Mattresses that are soft will put the back naturally into a “flexion” position.
This means that, if you dislike the movement in position A and you have a soft mattress, you are being forced into a position that doesn’t currently agree with you for around 8 hours each night.
If this is the case, it is no wonder your back and legs are stiff and sore in the mornings!
What should I do?
In this case, I would recommend trialing a firmer mattress.
Before you go out and buy, I would suggest finding someone who already owns a firmer mattress in their spare room and asking to sleep a night there.

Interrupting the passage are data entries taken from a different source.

PR #1520, opened 2025-12-04
OCPBUGS-66334: remove version check from guard precheck

tjungblu:
This was inadvertently deleting guard pods during upgrades, which caused etcd quorum loss while another component drained a node during a static pod rollout.


tjungblu:
Thanks @dusk125 - I'm going to leave this here until the critical fix label is lifted again

tjungblu:
/cherry-pick release-4.22 release-4.21 release-4.20 release-4.19 release-4.18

Alternatively, you could try placing a ply-wood board UNDER the mattress, to take away the sag of the bed slats.
If this is successful, why not opt for a firm mattress that comes with a “100 nights satisfaction guarantee”, meaning that you can return it at any time during the 100 days if you aren’t happy?
If leaning backwards (image B) was more painful
If leaning backwards was more painful, this means that “extension” is the movement which aggravates your pain more.
You are also more likely to disagree with extension at night time if you spend a lot of your day sitting.
Firm mattresses cause the lower back to be pushed into an extension position.
If you dislike extension, it is likely that you need a softer mattress to allow yourself to sink into a “flexed” position while you sleep.
What should I do?
If this is the case, you don’t necessarily have to change your mattress.
Why not get your hands on a foam mattress topper which will make your bed much softer for a fraction of the price?
Note: Dr Starrett recommends that you DO NOT get a memory foam mattress topper – as it is likely to lock your spine into an extended position as you sleep.
What if both movements were equally as painful?
Chances are you need something with a medium-firmness.
This is also likely the case if you tend to sleep on your side, as having a mattress that is too firm can put you into a side flexed position.
Again, trying before you purchase is critical in this instance too.
To read more free expert information from Overcome Sciatica click HERE!
Personally, I found this advice very interesting and it certainly makes a change from telling people to “just choose a comfortable bed”. The old advice is so impersonal and vague.
I will certainly be trying this new advice with my clients to see how they get on.
Why not try the tests above and make changes to see if this improves your sleep, too.
Remember, cost does not necessarily dictate how well you will respond to a mattress and the absolute key is finding one that carries a satisfaction guarantee, meaning you can return it if it doesn’t help.